Iraqi militias were holding war games and the Trade Ministry said rations were being increased so civilians can stockpile three months' worth of food as combat with the US appeared more likely. On Christmas, for the second day in a row, President Saddam Hussein urged Iraqis in a televised speech to find within themselves "great confidence in faith combined with great national pride" to sacrifice "soul and life in defense of the nation."

Israeli troops and a curfew were both back in force in Bethlehem for "operational needs" after a Christmas respite. And fenced-in buffer zones were being set up around Jewish settlements elsewhere in the West Bank to keep would-be Palestinian attackers at bay. Meanwhile, Israeli Prime Minister Ariel Sharon told a Christmas campaign rally that peace with the Palestinians "is closer than it appears" and vowed he would not "allow this opportunity to slip through our fingers."

Voters go to the polls Friday to choose Kenya's first new president in a quarter-century, in an election almost certain to turn on the issues of corruption and the weak economy. It pits outgoing President Daniel arap Moi's hand-picked ruling party candidate Uhuru Kenyatta against two rivals, chiefly Mwai Kibaki, a former vice president and finance minister. Kibaki is widely expected to win.

A Muslim cleric accused of inciting the murders of Christians was one of four suspects in police custody in rural Pakistan after a grenade attack on a Christmas church service that killed three people and hurt 13 others. Most of those attending the service were women and children. The assailants were dressed as women.

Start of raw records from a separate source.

PR #306, opened 2023-03-14
Save and Load Coaster Track Designs

Noordfrees:
Hi, I'm back :)
And here's what I've been working on, with long interruptions, since last autumn:

grafik
grafik

This feature has some room for improvements, such as bundling track designs in an RCD file and the need to rename coasters, and I also want to redesign the selection UI, but it's a fully functional baseplate.


developer_documentation/track_designs.rst
```diff
@@ -0,0 +1,70 @@
+:Author: The FreeRCT Team
+:Version: 2022-10-05
+
+.. contents::
+   :depth: 2
+
+#####################################
+FreeRCT Markup Language Specification
```
Alberth289346: Markup Language Specification??

Not FreeRCT TracK file format or so?

Noordfrees: Oops, copy-paste error, fixed

Alberth289346:
Great addition, and welcome back :)

PR #313, opened 2023-03-23
Speed up RCD file generation by indexing blocks by length

Noordfrees:
Reduces generation of the coaster RCD file from 65s to 29s (54% faster).


Alberth289346:
Ha, great!

Issue #269, opened 2022-06-09
Cannot run prebuilt windows binary(x64)


YJSoft:
Env : Windows 11(22000.675)

I tried

1. 0.1 Installer from `freerct.net`
2. Installer exe from github
3. Portable zip from github

None of above works. just nothing. No error message, or window.

Noordfrees:
Can you try whether manually setting the install dir fixes it? To do so open a command line prompt and run:
```
"C:\Path\To\freerct.exe" --installdir "C:\Path\To\Installation\Directory"
```
The installation directory is the one that should have two folders called `data` and `rcd` in it (e.g. if you extracted the latest ZIP it would be `...\freerct-0.2~git1-c09dc7f-windows-win64\share\freerct`).

RetroSoftwareRepository:
The installer also doesn't come with the required 64-bit DLLs.

LoveBodhi:
I download latest daily build (Portable Zip), still NO required DLL's, even 32-bit!!

PR #316, opened 2023-09-29
Fix Windows linking and install dir detection

Noordfrees:
- Fixes the current failure in the MSVC CI (harfbuzz seems to be not required at all)
- Fix autodetection of the installation directory on Windows (re #269)

The resulting x64 Debug binary was tested in Wine 8.0.1 on Linux where it runs successfully.


Alberth289346 (approved):
Can't say much about it, should be fine I guess

PR #317, opened 2023-10-08
Missions and Scenarios

Noordfrees:
This implements a mission and scenario system as blueprinted in https://freerct.net/forum/topic/8.

The scenario editor is now separate from regular gameplay, with a lot of new UI controls to change scenario settings. It is not as powerful as I would like from an editing point of view, but pretty good for getting started.

Scenarios are grouped into missions. Of each mission only a limited number of scenarios are unlocked, with more becoming available when you first solve a scenario.

I created one default mission with two scenarios. More to come eventually.

grafik
grafik


developer_documentation/rcdgen_markup.rst
```diff
@@ -873,9 +877,22 @@ Attributes:
...
 
+MISN
+~~~~
+Attributes:
+
+- ``internal_name`` - Internal name of the mission.
+- ``texts`` - strings_ node containing the mission's texts.
+- ``max_unlock`` - Maximum number of unlocked unsolved scenarios in the mission.
+- ``scenarios`` - Total number of scenarios in the mission.
+- ``file_N`` - Path to the FCT file for the N-th scenario.
```
Alberth289346, line 903: Should we have requirements wrt to "path"?

- is it an absolute path or a relative path? If the latter, relative to what?
- Kind of directory separators? (unless we have path strings already, but I don't think they exist yet in the rcd files.)

developer_documentation/rcdgen_markup.rst
```diff
@@ -873,9 +877,22 @@ Attributes:
...
+- ``internal_name_N`` - Internal name of the N-th scenario.
+- ``texts_N`` - strings_ node containing the N-th scenario's texts.
+
```
Alberth289346, line 906: Should it have author and/or version of the mission data?

I can imagine an author makes one version and then fixes or improves things, and it seems useful to be able to understand what you get. Similarly, people may copy the mission and adjust it to their liking.

I am also wondering about licenses, can an author define a license of their work?

graphics/rcd/lang/de_DE.yml
```diff
@@ -41,22 +41,27 @@ strings:
...
+		OBJECTIVETEXT_PARK_VALUE:  "Der Park-Verkehrswert muss mindestens %1% betragen."
 
 		NUMBERED_INSTANCE_NAME: "%1% #%2%"
 		RESOLUTION:             "%1%×%2%"
 		GUEST_NAME:             "Besucher %1%"
 
+		NR_DAYS:
+			one:                  "%1% Tag"
+			other:                "%1% Tage"
+		APPLY:                    "Anwenden"
```
Alberth289346, line 53: Middle 2 are somewhat off wrt indenting.

src/gamecontrol.cpp
```diff
@@ -234,54 +270,69 @@ void GameControl::QuitGame()
...
-			item->vox_pos.x = 8 + i;
-			item->vox_pos.y = 1;
-			item->vox_pos.z = (i == 1 ? 12 : 8);
-			_scenery.AddItem(item);
-		}
-		for (int i = 0; i < 6; i++) {
-			BuildFlatPath(XYZPoint16(9, i, 8), PAT_CONCRETE, PAS_NORMAL_PATH, false, false);
+		/* When not loading a scenario, create some default objects. \todo Clean this mess up. */
+
+		_scenario.SetDefaultScenario();
```
Alberth289346: Don't know how you implemented this, but perhaps have a "default scenario" in the RCD files?
Then you don't have this case, and changes are not here but in the data of that scenario.

src/gamecontrol.cpp
```diff
@@ -234,54 +270,69 @@ void GameControl::QuitGame()
...
-void GameControl::StartLevel()
+/**
+ * Initialize common game settings and view.
+ * @oaram editor Launch the game as a scenario editor session.
+ */
+void GameControl::StartLevel(bool editor)
 {
-	_game_mode_mgr.SetGameMode(GM_PLAY);
-	this->speed = GSP_1;
+	_game_mode_mgr.SetGameMode(editor ? GM_EDITOR : GM_PLAY);
```
Alberth289346: I wonder if we get other editors in the future, eg a map editor?  a pre-built ride editor?

`editor` as name is perhaps a bit too generic?

One way out is to make it an enum I guess.

src/mission_gui.cpp
```diff
@@ -0,0 +1,216 @@
...
+				Widget(WT_VERT_SCROLLBAR, SSW_SCROLLBAR, COL_RANGE_BLUE),
+		EndContainer(),
+	});
+
+	this->SetupWidgetTree(scenario_select_gui_parts.data(), scenario_select_gui_parts.size());
+	this->SetScrolledWidget(SSW_MAIN_PANEL, SSW_SCROLLBAR);
+
+	this->SelectTab(this->tab_bar.front());
+}
+
```
Alberth289346, line 101: #undef SCENARIO_ROW_BUTTON   to avoid accidents.

Alberth289346 (approved):
Looking good :)

developer_documentation/rcdgen_markup.rst
Noordfrees: Since it is all wrapped in RCD files this is the same as for all custom content. Versioning can be handled via the `INFO` block (but we only have rudimentary support for that currently). 

Custom licensing is currently not possible, but if desired should also go in the `INFO`. Sometime in the far future we might want to define some contributor and publishing policies about such things. 
Over at @Widelands we decided not to let people do that, and the add-ons server simply has a confirmation checkbox that all add-ons must be published under the GPLv2.

graphics/rcd/lang/de_DE.yml
Noordfrees: Artefact of tabs for indent. When we finally move to Weblate (soon-ish) it will likely break all indenting again anyway and we will no longer maintain these files manually.

PR #321, opened 2025-04-17
Move to GL(ES) 1.x and some QoL

technicaljicama:
Hey there!
This is my first time contributing to FreeRCT. I really like the project so far. 
## I have made a few changes:
- First, I added a little preview in the building gui to see what you are going to place.
- Next is the move to GL(ES) 1.0. This might seem a bit weird, but in my opinion GLES1 usually runs better and allows more compatibility. The WASM build does not like some of it for now, maybe GL3 could be enabled at wish. (GL3 seems overkill for a RCT game).
- I added optional GPerfTools to CMakeLists.txt.
- I fixed a bug where the speed of the coaster cart would still be saved, even after the station, so extreme coasters caused the cart to still have acceleration when leaving the station.
- find_package(glfw) seemed to not work, even though GLFW was installed.
## Some things I'd like to add in the future:
- An "easy" python script to create new (simple) rides as a question/answer system (And an additional blender script for rendering rides).
- Fix right mouse button drag when building a ride.
- Add zoom-in/out buttons in the toolbar directly and rotation buttons
- Scaleable toolbar
- A more memory efficient coaster.
- Ports to multiple platforms.
- More realistic park rating system

I'd love to hear some feedback and let me know your thoughts!

### DIFF
--- a/src/CMakeLists.txt
+++ b/src/CMakeLists.txt
@@ -40,7 +40,7 @@ IF(WEBASSEMBLY)
 	)
 
 	add_flags(CMAKE_EXE_LINKER_FLAGS "${WASM_FLAGS} \
-			-s FORCE_FILESYSTEM=1 -s ALLOW_MEMORY_GROWTH=1 -s EXIT_RUNTIME=1 -s STACK_SIZE=131072 -s USE_GLFW=3 -s FULL_ES3 -s ASSERTIONS=1 -s WASM=1 -s ASYNCIFY \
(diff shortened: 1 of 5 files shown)


Alberth289346:
Hello!

Nice that you took the time to improve the program.

However, unfortunately you sent your patch to the wrong repository. This repository is dormant. Development is done at https://codeberg.org/freerct/freerct

Not your fault though, it seems. It's not prominently shown here.
I once added a banner for that to the readme, but apparently that has disappeared again :(

To move forward, I think the best thing you can do is visit the above project, and send your patch there.

I glanced through the code, and it seems to do several different things at the same time. It may be a good idea to split different topics into different patches (and different PRs). In that way each topic can be discussed on its own.

@Noordfrees Ideas on how to avoid this from happening again?

PR #563, opened 2018-09-25
Rayfire newton solver fix

tradowsk:
Through testing on a large 27k element 3D mesh, we found that the 3D `SECOND` order rayfire intersection point solver did not adequately converge to pass a `libMesh::Elem::contains_point()` check.

This issue is solved by changing the convergence tolerance of the newton step vector l2 norm to `libMesh::TOLERANCE*side_elem->hmax()` based on the checks within `contains_point()` itself. 

However, should the mesh contain large elements of size O(1), we may get a tolerance that is too large. So, we added a floor to the tolerance of `libMesh::TOLERANCE` and use `std::min()` to choose the smaller of the two. This way, smaller elements can have a tighter tolerance to make sure they sufficiently converge, while large elements might not need such strict convergence.

A CPPUnit test was added based on an element from the aforementioned large 3D mesh, hence the seemingly arbitrary node coordinates. Without this PR, the test would fail to converge and would error out.

### DIFF
--- a/src/qoi/src/rayfire_mesh.C
+++ b/src/qoi/src/rayfire_mesh.C
@@ -887,7 +887,8 @@ namespace GRINS
           J_inv.vector_mult(delta,F);
 
           // check for convergence
-          if ( delta.l2_norm() < libMesh::TOLERANCE )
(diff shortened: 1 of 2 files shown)


pbauman:
Thanks!

PR #565, opened 2018-12-05
New SpectroscopicTransmission QoI

tradowsk:
This PR is a first step towards adding support for 2D and 3D laser absorption calculations. As part of that, we require the ability to calculate the _spectral transmission_, `T`.

Currently, it is technically possible to use the `SpectroscopicAbsorption` class to get the transmission by `T = 1-A`, where `A = 1-T` is the SpectroscopicAbsorption QoI value (this neglects scattering and emission along the optical path). However, I'm not a fan conceptually of getting a transmission value from an "absorption" class. Secondly, as we move into using this infrastructure with experimental data, we may need to ability to simulate transmission for comparison or statistical reasons. And lastly, if we wish to do AMR based on transmission instead of absorption, the above "math hack" may mess with the signs on the derivatives.

As such, I felt that creating a new standalone QoI specifically for transmission was the clearest way forward. I reworked the spectroscopy QoI src and spectroscopy QoI testing hierarchies to reduce code duplication.


tradowsk:
One question I have is about the 2 new input files I had to add for the transmission cppuint tests, which added over 300+ lines to this PR. The reason is that these new input files use `QoI/SpectroscopicTransmission` instead of `QoI/SpectroscopicAbsorption`; everything else is identical.

Is there a better way of doing input file changes like this so I don't bloat the `test/` dir? I know I can use the `command_line` param to override, but with these I'm adding/dropping entire sections.

tradowsk:
For reference, I can consolidate the input files using the same methodology as PR #566

pbauman:
Sorry to be a PITA, but could you please rebase on master now that I merged #566?

pbauman:
Otherwise looks good. Thanks!

tradowsk:
>Sorry to be a PITA, but could you please rebase on master now that I merged #566?

No worries, I knew it was coming. Branch has been rebased and pushed

PR #566, opened 2018-12-05
Remove unnecessary trivial input files in CPPUnit tests

tradowsk:
This PR cleans up the mess of trivial input files that were included as part of various `RayfireMesh`, `IntegratedFunction`, and `SpectroscopicAbsorption` tests.

We add functions to the `RayfireTestBase` to generate a string to be passed to `GetPot` (as a `std::stringstream`) instead of having a bunch of nearly identical input files floating around.

Other non-trivial files were cleaned up to avoid unnecessary output.


pbauman:
Thanks!

PR #567, opened 2019-01-03
LaserAbsorption QoI class

tradowsk:
Here we add a new QoI that can compute the total absorbed laser intensity across a two-dimensional "laser beam". We use Gauss quadrature to integrate the initial and final laser intensity profiles, and then take their ratio and subtract from 1 to get the absorption QoI value. To calculate the final intensity profile, we needed to do a transmission calculation at each quadrature point.

As such, we needed a QoI object similar to `CompositeQoI` that could store QoI objects internally but was itself derived from `QoIBase`. Hence, `MultiQoIBase` was created as an amalgamation of `QoIBase` and `CompositeQoI`. The `LaserAbsorption` class was then derived from this new class and stores `SpectroscopicTransmission` objects internally.

We also added new classes to evaluate the laser intensity at a given radius from the beam centerline. Currently, we have `ConstantLaserIntensityProfile` for a constant intensity across the beam width, and `CollimatedGaussianLaserIntensityProfile` for when the profile is gaussian but does not change along the optical path (i.e. collimated). New intensity profiles can be added by subclassing the `LaserIntensityProfileBase` class.

This PR does *not* provide support for AMR based on this QoI, so `element_qoi_derivative()` is left as `libmesh_not_implemented()`. This PR also only supports 2D meshes; 3D support will be added in future PR(s).

Intensity profile calculations were validated with MATLAB (since they are simple calculations).

Validation of the LaserAbsorption results was done by comparing with a separate iimplementation of the same calculation that can be found on [this branch](https://github.com/tradowsk/grins/tree/2d_abs) and was included in a recent AIAA journal paper. The absorption results using the same non-trivial test case were identical to the 16th decimal place.

### DIFF
--- a/src/Makefile.am
+++ b/src/Makefile.am
@@ -185,6 +185,7 @@ libgrins_la_SOURCES += properties/src/chemistry_builder.C
 # src/qoi files
 libgrins_la_SOURCES += qoi/src/average_nusselt_number.C
 libgrins_la_SOURCES += qoi/src/qoi_base.C
+libgrins_la_SOURCES += qoi/src/multi_qoi_base.C
 libgrins_la_SOURCES += qoi/src/qoi_factory.C
 libgrins_la_SOURCES += qoi/src/vorticity.C
 libgrins_la_SOURCES += qoi/src/composite_qoi.C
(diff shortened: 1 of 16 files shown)


pbauman:
@tradowsk This is ready to go?

tradowsk:
Yeah, this is good, and once it's merged I can rebase #568 and that is good too.

The issue I have been tracking down is separate from these PRs

PR #568, opened 2019-01-15
LaserAbsorption QoI 3D support and CPPUnit tests

tradowsk:
We add support for using the `LaserAbsorption` QoI on 3D meshes, as an extension to #567. We also add CPPUnit tests on 2D and 3D meshes that use the same flow field as the `spectroscopic` tests, and hence should yield the same QoI values.

For 3D, we use a `QUAD9` elem to define the shape of the circular laser cross-section. We use vector algebra to define the nodes of the QUAD9 from the given 3 points and then attach a quadrature rule. The rest proceeds exactly as in the 2D scenario.

Note that AMR support is **not** included in this PR.

### DIFF
--- a/src/qoi/include/grins/laser_absorption.h
+++ b/src/qoi/include/grins/laser_absorption.h
@@ -34,26 +34,29 @@
 
 namespace GRINS
 {
+  /*!
+    The LaserAbsorption class is a 2D/3D analogue of SpectroscopicAbsorption that
+    can calculate the total absorbed laser intensity of a two-dimensional
+    laser beam across a given flow field.
+    
+    It uses Gauss quadrature to integrate the initial and final laser intensity profiles.
+    
+    Each quadrature point has a corresponding SpectroscopicTransmission object to calculate the
+    transmitted laser intensity along its respective optical path (i.e. RayfireMesh).
+  */
   class LaserAbsorption : public MultiQoIBase
   {
   public:
-
     /*!
-      The LaserAbsorption class is a 2D analogue of SpectroscopicAbsorption that
-      can calculate the total absorbed laser intensity of a two-dimensional
-      laser beam across a given flow field.
-      
-      It uses Gauss quadrature to integrate the initial and final laser intensity profiles.
-      
-      Each quadrature point has a corresponding SpectroscopicTransmission object to calculate the
-      transmitted laser intensity along its respective optical path (i.e. RayfireMesh).
+      Two-dimensional class constructor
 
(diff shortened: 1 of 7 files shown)


tradowsk:
@pbauman I rebased this on master so assuming femputer is happy this is also good to go.

pbauman:
<pre>
/femputer/pbauman/civet_build_testing_root/grins/src/qoi/src/laser_absorption.C:37:34: fatal error: libmesh/communicator.h: No such file or directory
 #include "libmesh/communicator.h"
</pre>

I wonder if we're needing a newer libMesh or if you can rejigger header includes?

tradowsk:
> I wonder if we're needing a newer libMesh or if you can rejigger header includes?

It seems to compile fine on my machine without that header, so I'll push a new file without that header and we'll see if femputer is happy then. Otherwise we would need to bump the min libMesh commit to [`48bd50d`](/libMesh/libmesh/commit/48bd50d4a0e61b4634bbfde366db6ac22930d481)

pbauman:
@tradowsk Looks like header file fix is OK, but need to run make check in parallel? Looks like one of your unit tests died in parallel?

tradowsk:
I'm doing a clean build on my machine to verify and debug

tradowsk:
Clean build with current libMesh `master` passes fine in `dbg` on my machine...

tradowsk:
I guess it's related to this (line 755 in output), but I have no clue what that means or where it's coming from...

```
/femputer/pbauman/swstack/apps/gcc/6.2.0/include/c++/6.2.0/debug/vector:422:
Error: attempt to subscript container with out-of-bounds index 2, but 
container only holds 2 elements.

Objects involved in the operation:
    sequence "this" @ 0x0x28273d8 {
      type = std::__debug::vector<unsigned int, std::allocator<unsigned int> >;
    }
FAIL unit_driver (exit status: 134)
```

tradowsk:
I probably don't see this error on my machine since I'm not running a full `dbg` stack

tradowsk:
So it seems to be erroring out when it tries to access the `w` velocity component, which I forgot to set because the base input file only has `Ux` and `Uy`. shall fix shortly

tradowsk:
Okay I squashed in a change that now passes in `dbg` on my machine using the `glibcxx_debug` flags. Hopefully femputer agrees and this can finally get merged

pbauman:
Job [GRINS-opt](https://femputer.eng.buffalo.edu:8000/job/2920/) on 811c626 : invalidated by @pbauman

Looks like test that has heisenbug that I haven&#39;t ever been able to pin down. Trying again.

PR #569, opened 2019-01-28
Fix Annoyances

tradowsk:
These issues are extremely minor and inconsequential, but they are annoying and clogged up some log files. Particularly getting rid of the deprecated warnings from the spectroscopic tests was a big help.

### DIFF
--- a/src/physics/src/physics_factory_reacting_flows.C
+++ b/src/physics/src/physics_factory_reacting_flows.C
@@ -202,7 +202,7 @@ namespace GRINS
       {
         {
           std::string msg = "WARNING: Specifying thermo_model = "+AntiochOptions::cea_nasa_model();
-          msg += "is DEPREACATED!\n";
+          msg += " is DEPREACATED!\n";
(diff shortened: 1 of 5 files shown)


src/physics/src/physics_factory_reacting_flows.C
```diff
@@ -202,7 +202,7 @@ namespace GRINS
       {
         {
           std::string msg = "WARNING: Specifying thermo_model = "+AntiochOptions::cea_nasa_model();
-          msg += "is DEPREACATED!\n";
+          msg += " is DEPREACATED!\n";
```
roystgnr: Maybe fix the spelling while you're editing anyway?  :-D

roystgnr:
:+1:

src/physics/src/physics_factory_reacting_flows.C
tradowsk: Wow, nice catch! It's fixed in the latest commit

PR #571, opened 2019-02-19
Rayfire 3D fix

tradowsk:
This PR fixes a failure that was observed in a 3D `HEX27` mesh where the rayfire was unable to calculate an intersection point on certain elements. Inspection of these elements revealed that the `HEX8` version had non-linear faces, and so the `RayfireMesh::intersection_3D_first_order(...)` function would fail since it assumed faces were planes.

To address this issue, we drop the `FIRST` order 3D function and instead use the `SECOND` order newton solver function for all 3D elements. This will account for all nonlinearity (since it operates on the elem reference coordinates `xi` and `eta`).

A new CPPUnit test was added for a 3D `HEX27` that previously caused a failure. This fix was also tested on the larger `HEX27` mesh and no failure was found.

### DIFF
--- a/src/qoi/src/rayfire_mesh.C
+++ b/src/qoi/src/rayfire_mesh.C
@@ -1003,165 +1003,145 @@ namespace GRINS
     libmesh_assert_equal_to(cur_elem->dim(),3);
     libmesh_assert(cur_elem->default_order() == libMesh::Order::SECOND);
 
-    // FIXME TA: there is probably a more efficient way to do determine which face has the initial_point
-    // figure out which side has the initial_point so we can skip it above
-    unsigned int skip_side = libMesh::invalid_uint;
-    for (unsigned int s=0; s<cur_elem->n_sides(); ++s)
-      {
-        std::unique_ptr<const libMesh::Elem> side_elem = cur_elem->build_side_ptr(s);
-
-        // using the default tol can cause a false positive when start_point is near a node,
-        // causing this loop to skip over an otherwise valid side to check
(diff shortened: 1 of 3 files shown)


src/qoi/src/rayfire_mesh.C
```diff
@@ -1349,4 +1237,35 @@ namespace GRINS
...
   }
 
+  bool RayfireMesh::system_solve_3x3(libMesh::DenseMatrix<libMesh::Real> & A, libMesh::DenseVector<libMesh::Real> & b, libMesh::DenseVector<libMesh::Real> & x)
+  {
+    bool has_soln = false;
+    libMesh::Real det =   A(0,0) * (A(1,1)*A(2,2) - A(1,2)*A(2,1))
+                        - A(0,1) * (A(1,0)*A(2,2) - A(1,2)*A(2,0))
+                        + A(0,2) * (A(1,0)*A(2,1) - A(1,1)*A(2,0));
+
+    if (std::abs(det) >= 1.0e-15)
```
pbauman: Can you please make the tolerance `std::numeric_limits<libMesh::Real>::epsilon*10` or something similar? That way if libMesh::Real changes under-the-hood this also changes.

tradowsk: I didn't even know that was a thing...

Sure, I'll update it and squash it in today

tradowsk:
The change has been squashed in, and everything is still working on the large HEX27 mesh, so this should be good to go

PR #572, opened 2019-02-23
Add Multigrid examples

bboutkov:
This PR adds a couple of examples that demonstrate some multigrid capabilities for a forced Poisson problem, and for a Stokes problem using GMG on the fieldsplit velocity block.

Note that the functionality in here relies on the merging of [ libMesh PR #2047 ](https://github.com/libMesh/libmesh/pull/2047#).

Eventually, these will be used in some attempts to capture the expected number of iterations for some simple problems in an attempt to avoid regressions.


roystgnr:
Huh.  How did this pass CI when it wasn't being run against a post-2047 libMesh?

bboutkov:
Perhaps I'm mistaken but I don't think (all?) the examples are run by make check in GRINS, actually I have a branch laying around with some fixes including an example that doesn't run at all; I'll clean it up for a PR shortly. 

This PR was mainly an example that a user could run as proof of concept for the GMG implementation, I was going to add actual regression testing in the next PR as I hadn't developed the regression functionality yet, but wanted libmesh #2047 to have at least _something_.  So I'm guessing CI just installed the files to their locations and was satisfied enough.

bboutkov:
Ok, I added updated the regression_testing_app to capture the number of iterations which will now automatically be verified. I chose to depart a little bit from the current philosophy of how the app worked by instead running the simulation which generated the solution data internally to the app as the iteration counts are only accessible internal to the solver, and only once libMesh #2057 is merged.

Please let me know if there's anything that can be improved or needs fixing!

pbauman:
I've merged #577 so @bboutkov rebase on master please and then these tests can run again? I'll merge if everything passes.

bboutkov:
Hmm, this passes with PETSc 3.8.4 and that libMesh commit locally for me. Upon closer inspection it looks like CI grabbed the second to last commit? No clue why, but I think Ill just try again.

pbauman:
Job [GRINS-devel](https://femputer.eng.buffalo.edu:8000/job/3170/) on 8aac619 : invalidated by @pbauman

@bboutkov pointed out that we probably didn&#39;t have git submodule update --init in our build scripts. Invalidating this and hopefully it should run now.

pbauman:
Job [GRINS-devel](https://femputer.eng.buffalo.edu:8000/job/3170/) on 8aac619 : invalidated by @pbauman

Might help if I rebuild the correct libMesh module

Issue #575, opened 2019-04-03
unit_driver test doesn't work in parallel


pbauman:
There are several tests that fail when I try to run the `unit_driver` (the CppUnit driver) test in parallel. This is annoying as it would be nice to unit test my use of non-blocking consensus to parallel-sync my overlapping fluid-solid map (among other things).

PR #576, opened 2019-04-05
Refactor OverlappingFluidSolidMap

pbauman:
Updated the API to be more user friendly and avoid gross data types. Also now fixed the lack of parallel syncing which was ultimately an issue downstream for getting a `GhostingFunctor` to work correctly. This uses `libMesh::Parallel::push_parallel_vector_data`, which now uses the NBX (non-blocking consensus) algorithm. We'll see if the older libMesh used the same API before this was updated on the libMesh side. If not, then we'll bump the minimum libMesh version (which we're going to do for GMG anyway). ATM, we don't have any unit testing of the parallel_sync (see #575).

### DIFF
--- a/src/physics/include/grins/overlapping_fluid_solid_map.h
+++ b/src/physics/include/grins/overlapping_fluid_solid_map.h
@@ -54,6 +54,10 @@ namespace GRINS
 
     virtual ~OverlappingFluidSolidMap(){};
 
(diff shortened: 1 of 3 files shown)


pbauman:
Yup. Looks like we need to bump to at least libMesh/libmesh@2a96106fd82ecf48ff44ad9bbd398dfadc4775c2 for the parallel_sync.

pbauman:
Rebased on master. Will merge if these tests pass.

PR #577, opened 2019-04-12
Update libMesh Minimum Version, Copyright Year, Other Source Cleanup

pbauman:
#576 and #572 need a newer version of libMesh. I'm pushing the minimum libMesh version to following the merge of libMesh/libmesh#2088 since we'll need that for the variational IBM stuff coming down the pipe anyway and for which #576 is intended to support.

I've also updated the copyright year 2019 in the head. Finally, there was some lingering `GRINS::` used inside GRINS namespace that I cleaned up in another branch so I just cherry-picked on this one.

### DIFF
--- a/LICENSE
+++ b/LICENSE
@@ -3,7 +3,7 @@
 //
 // GRINS - General Reacting Incompressible Navier-Stokes
 //
-// Copyright (C) 2014-2017 Paul T. Bauman, Roy H. Stogner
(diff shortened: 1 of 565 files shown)


pbauman:
OK, I've already updated the "libMesh min GRINS version" on femputer, so I'll let these run to sanity check and then I'll merge.

PR #581, opened 2019-04-17
Use node_ptr vs get_node

pbauman:
get_node was deprecated and is now being removed in libMesh/libmesh#2104
so it's time to remove the deprecated function calls.


jwpeterson:
Thanks! Do you mind invalidating the GRINS-dbg target libMesh/libmesh#2104 as well?

pbauman:
I did, it'll run in a little bit.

Despite a lack of solid financial backing, a $3.2 billion deal is expected to be signed today for a natural gas pipeline project that would bring an estimated 12,000 new jobs and hundreds of millions of dollars in revenues to war-torn Afghanistan. The conduit would be the largest development there since the fall of the Taliban regime. It would bring the gas to distributors in Pakistan from wells in the ex-Soviet republic of Turkmenistan.